Work order:
Report the lines of the data below that contain the string "news".

Information shown:
PR #1507, opened 2021-02-17
vectorise textVersion of bib entries

bastistician:
tweaking a949228 and #1267 to account for CITATION files with multiple bib entries, where pkgdown currently always uses the textVersion even if that is missing


bastistician:
See the current **colorspace** site at http://colorspace.r-forge.r-project.org/authors.html (generated with pkgdown 1.6.1) for an example of missing HTML versions of the citations:

screenshot

I expect many other packages with multiple citations to be affected by this bug as the `textVersion` element is often not needed and then "recommended to leave unspecified", see `help(bibentry)`.

hadley:
Could you provide a test or two too please?

bastistician:
> Could you provide a test or two too please?

Yes, see my additional commit.
Note that all CITATION tests are excluded from R CMD check.

BTW, I think the "textVersion" format should be HTML-escaped in case it contains & < or > (e.g., "Proof of b < a"):

```diff
diff --git a/R/build-home-citation.R b/R/build-home-citation.R
index fe19872..a69b757 100644
--- a/R/build-home-citation.R
+++ b/R/build-home-citation.R
@@ -48,7 +48,7 @@ data_citations <- function(pkg = ".") {
   cit <- list(
     html = ifelse(text_version == "",
                   format(cit, style = "html"),
-                  paste0("<p>", text_version, "</p>")),
+                  paste0("<p>", escape_html(text_version), "</p>")),
     bibtex = format(cit, style = "bibtex")
   )
```

Let me know if I should add this change as a commit to this PR.

tests/testthat/test-build-citation-authors.R
```diff
@@ -34,3 +34,12 @@ test_that("source link is added to citation page", {
   lines <- read_lines(path(path, "docs", "authors.html"))
   expect_true(any(grepl("<code>inst/CITATION</code></a></small>", lines)))
 })
+
+test_that("multiple citations all have HTML and BibTeX formats", {
+  path <- test_path("assets/site-citation/multi")
+  citations <- data_citations(path)
+  expect_length(citations, 2)
+  expect_true(all(lengths(citations) == 2))
```
hadley, line 42: This would be better as `expect_equal(length(citations), c(2, 2))` because you'll get a much more informative failure message.  That would also let you remove the separate `expect_length(citations, 2)` assertion.

tests/testthat/test-build-citation-authors.R
```diff
@@ -34,3 +34,12 @@ test_that("source link is added to citation page", {
...
+  expect_true(all(rapply(citations, nchar) > 9))
```
hadley, line 43: Can you please use `expect_snapshot()` here?

hadley (commented):
Yes, would be great to fix the HTML escaping while you're in here (with another test please). Thanks for the help!

hadley:
Does R already take care of escaping `{` in bibtex? i.e. what if the title is `Proof of b < a { c`?

PR #1508, opened 2021-02-19
no html_dependency_bootstrap() for custom output

maelle:
Not sure I am thinking of all the possible implications.
E.g. how would one set the theme for one page only, should it be allowed.
In any case in the current state https://pkgdown.r-lib.org/articles/test/output.html was loading Bootstrap files twice. See https://github.com/r-lib/pkgdown/tree/gh-pages/articles/test/output_files

### DIFF
--- a/R/build-articles.R
+++ b/R/build-articles.R
@@ -265,7 +265,8 @@ build_article <- function(name,
 
       options <- list(
         template = template$path,
-        self_contained = FALSE
+        self_contained = FALSE,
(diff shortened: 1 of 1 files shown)


hadley:
Did I already tell you why this can't work? I don't see any correspondence here, but I'm sure I looked up the old issues.

maelle:
Yes you did, on Slack, I forgot to close the PR.

PR #1517, opened 2021-02-22
Support removing components from the navbar

maelle:
Not too sure throwing a warning is actually a good idea. :thinking_face:

### DIFF
--- a/R/navbar.R
+++ b/R/navbar.R
@@ -11,13 +11,15 @@ data_navbar <- function(pkg = ".", depth = 0L) {
   components[names(components_meta)] <- components_meta
   components <- purrr::compact(components)
 
-  # Any unplaced components go to the right of the left navbar
   right_comp <- intersect(structure$right, names(components))
   left_comp <- intersect(structure$left, names(components))
-  extra_comp <- setdiff(names(components), c(left_comp, right_comp))
+
+  # Warn about unplaced components
+  check_missing_nav_links(components, c(left_comp, right_comp), pkg)
+
 
   # Backward compatiblity
-  left <- navbar$left %||% components[c(left_comp, extra_comp)]
+  left <- navbar$left %||% components[left_comp]
   right <- navbar$right %||% components[right_comp]
 
   list(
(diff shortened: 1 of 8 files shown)


R/navbar.R
```diff
@@ -11,13 +11,15 @@ data_navbar <- function(pkg = ".", depth = 0L) {
   components[names(components_meta)] <- components_meta
   components <- purrr::compact(components)
 
-  # Any unplaced components go to the right of the left navbar
   right_comp <- intersect(structure$right, names(components))
   left_comp <- intersect(structure$left, names(components))
-  extra_comp <- setdiff(names(components), c(left_comp, right_comp))
+
+  # Warn about unplaced components
+  check_missing_nav_links(components, c(left_comp, right_comp), pkg)
```
hadley, line 18: I think you can omit this warning? Otherwise you'll always get a warning when removing a base component.

tests/testthat/test-navbar.R
```diff
@@ -72,3 +72,31 @@ test_that("can control articles navbar through articles meta", {
...
+  expect_snapshot(
+    check_missing_nav_links(
+      c("reference" = "bla", "news" = "blop", "articles" = "pof"),
+      "news",
+      pkg
+    )
+  )
+})
+
+test_that("data_navbar()", {
```
hadley, line 94: Needs a better name

tests/testthat/test-navbar.R
```diff
@@ -72,3 +72,31 @@ test_that("can control articles navbar through articles meta", {
...
+  pkg <- as_pkgdown(test_path("assets/news-multi-page"))
+  expect_snapshot(data_navbar(pkg))
```
hadley, line 96: Can you make this test a little crisper? Three expectations feels like overkill to me.

maelle: I split it into three tests

R/navbar.R
```diff
@@ -11,13 +11,11 @@ data_navbar <- function(pkg = ".", depth = 0L) {
...
   right_comp <- intersect(structure$right, names(components))
   left_comp <- intersect(structure$left, names(components))
-  extra_comp <- setdiff(names(components), c(left_comp, right_comp))
 
   # Backward compatiblity
-  left <- navbar$left %||% components[c(left_comp, extra_comp)]
+  left <- navbar$left %||% components[left_comp]
   right <- navbar$right %||% components[right_comp]
 
   list(
```
hadley, line 21: If we ever have to make this code more complicated in the future, we should move the `render_navbar_links()` call later, so we can test the structure independent of the HTML it generates. We don't need to do this today, but if the tests get more complex it would be worth it.

hadley (approved):

PR #1521, opened 2021-02-23
fix class tweaking for external links

### LINKED ISSUE #1519: class=external-link overrides custom CSS classes
Hi @maelle 👋 

I'm noticing (again with quillt 😭 ) that my custom CSS class is being overwritten. For example, I have a hover highlight for all `class="thumbnail"` images on this page:
https://pkgs.rstudio.com/distill/articles/examples.html

But using dev version, the `thumbnail` is lost, all I see is: `class="external-link"`
https://pkgs.rstudio.com/blogdown/articles/articles/examples.html

cc @cderv 

If it helps, here is my code to generate those examples: https://apreshill.github.io/quillt/reference/examples.html

Related to issue #1491 #881

maelle:
Fix #1519


R/html-tweak.R
```diff
@@ -109,6 +113,9 @@ tweak_tables <- function(html) {
   invisible()
 }
 
+#' @noRd
+#' @param x attributes of an HTML node
+#' @param class class to be appended (to pre-existing class, if any)
```
hadley, line 118: I think the root cause of this issue is that the interface of `prepend_class` is surprising —  why doesn't it work with an xml_node object? Could you take a look into what fixing that would involve?

R/html-tweak.R
```diff
@@ -99,22 +97,19 @@ tweak_tables <- function(html) {
...
   invisible()
 }
 
 prepend_class <- function(x, class = "table") {
-  if (!('class' %in% names(x))) {
-    c(class = class)
-  } else {
-    c(class = paste(class, x[["class"]]))
+
+  if (!is.na(xml2::xml_attr(x, "class"))) {
```
hadley, line 108: Maybe this should be vectorised? I think this would work:

```
tweak_prepend_class <- function(x, class = "table") {
  cur <- xml2::xml_attr(x, "class")
  xml2::xml_attr(x, "class") <- ifelse(is.na(cur), cur, paste(cur, class))
  invisible()
}
```

hadley (approved):
I made a couple of small changes locally

Issue #1129, opened 2019-08-30
Site {{root}} not working?


jeroen:
The `{{#site}}{{root}}{{/site}}` that is used in templates (for example in [tidytemplate](https://github.com/tidyverse/tidytemplate/blob/master/inst/pkgdown/templates/head.html#L24-L26)) seems always empty. As a result any html pages that are not at the top level directory cannot find the required js/css files.

This is apparent for example in the `404.html` file. Here it works:

  - https://gganimate.com/doesnotexist

But if we go one directory lower, the css/js files can no longer be found:

  - https://gganimate.com/doesnotexist/blabla

jeroen:
What is the expected behavior here? Is the `root` variable something we pass in the `overrides` parameter?

PR #1524, opened 2021-02-23
Make links in navbar absolute in 404

### LINKED ISSUE #1356: Relative links on 404 page
I have specified relative links in my `_pkgdown.yml`, for example:

```yml
navbar:
  components:
    get-started:
      text: Get started
      href: articles/Using-this-package.html
```
Where necessary 'pkgdown' seems to cleverly adapt these links by adding a `../` prefix, so that links do not become `.../articles/articles/...`. 

But this doesn't seem to be the case on the '404' page: [`https://me.github.io/my-package/articles/Nothing-here.html`](https://ms609.github.io/TreeDist/articles/Nothing-here.html) gives the helpful 404 message "use the links in the navbar", but these links contain an extra `articles` so do not themselves work.

One possible solution might be to use the entry in the `url:` yaml field to write the links on the 404 page?

maelle:
Fix #1356

### DIFF
--- a/R/html-tweak.R
+++ b/R/html-tweak.R
@@ -94,6 +94,35 @@ tweak_all_links <- function(html, pkg = pkg) {
 
   invisible()
 }
+
+
+tweak_navbar_links <- function(html, pkg = pkg) {
+
+  if(!grepl("/$", pkg$meta$url)) {
+    url <- paste0(pkg$meta$url, "/")
+  } else{
+    url <- pkg$meta$url
+  }
+
+  html <- xml2::read_html(html)
+
+  links <- xml2::xml_find_all(html, ".//a")
+  hrefs <- xml2::xml_attr(links, "href")
+
+  needs_tweak <- !grepl("https?\\:\\/\\/", hrefs)
+
+  if (any(needs_tweak)) {
+    tweaked <- purrr::map(links[needs_tweak], prepend_class, "external-link")
+
+    xml2::xml_attr(links[needs_tweak], "href") <- paste0(
+      url,
+      xml2::xml_attr(links[needs_tweak], "href")
+    )
+  }
+
+  return(as.character(html))
+}
+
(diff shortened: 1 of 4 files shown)


maelle:
The current code from #1129 couldn't work with the 404 path as generated by `render_md()` (when there's a `.github/404.md`, by the way why does pkgdown have one?)

``` r
path <- fs::path_ext_set(fs::path_ext_remove("404.md"), "html")
identical(path, "404.html")
#> [1] FALSE
path == "404.html"
#> [1] TRUE
```

<sup>Created on 2021-02-23 by the [reprex package](https://reprex.tidyverse.org) (v1.0.0.9001)</sup>

maelle:
See https://60350a4e4b90c51fe8d7e85d--pkgdown-dev.netlify.app/reference/bla/bla's navbar

R/html-tweak.R
```diff
@@ -94,6 +94,35 @@ tweak_all_links <- function(html, pkg = pkg) {
 
   invisible()
 }
+
+
+tweak_navbar_links <- function(html, pkg = pkg) {
+
+  if(!grepl("/$", pkg$meta$url)) {
```
hadley, line 101: I think we should assume no trailing `/`? Or at least that responsibility belongs else where, not specifically in `tweak_navbar_links()`.

R/render.r
```diff
@@ -36,7 +36,7 @@ render_page <- function(pkg = ".", name, data, path = "", depth = NULL, quiet =
 
   # The real location of 404.html is dynamic (#1129).
   # Relative root does not work, use the full URL if available.
-  if(identical(path, "404.html") && length(pkg$meta$url)){
+  if(path == "404.html" && length(pkg$meta$url)){
```
hadley, line 39: After you've merged this PR can you please fix the style here (and below)? Should be a space and after the ()`.

hadley (approved):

The answer:
+      c("reference" = "bla", "news" = "blop", "articles" = "pof"),
+      "news",
+  pkg <- as_pkgdown(test_path("assets/news-multi-page"))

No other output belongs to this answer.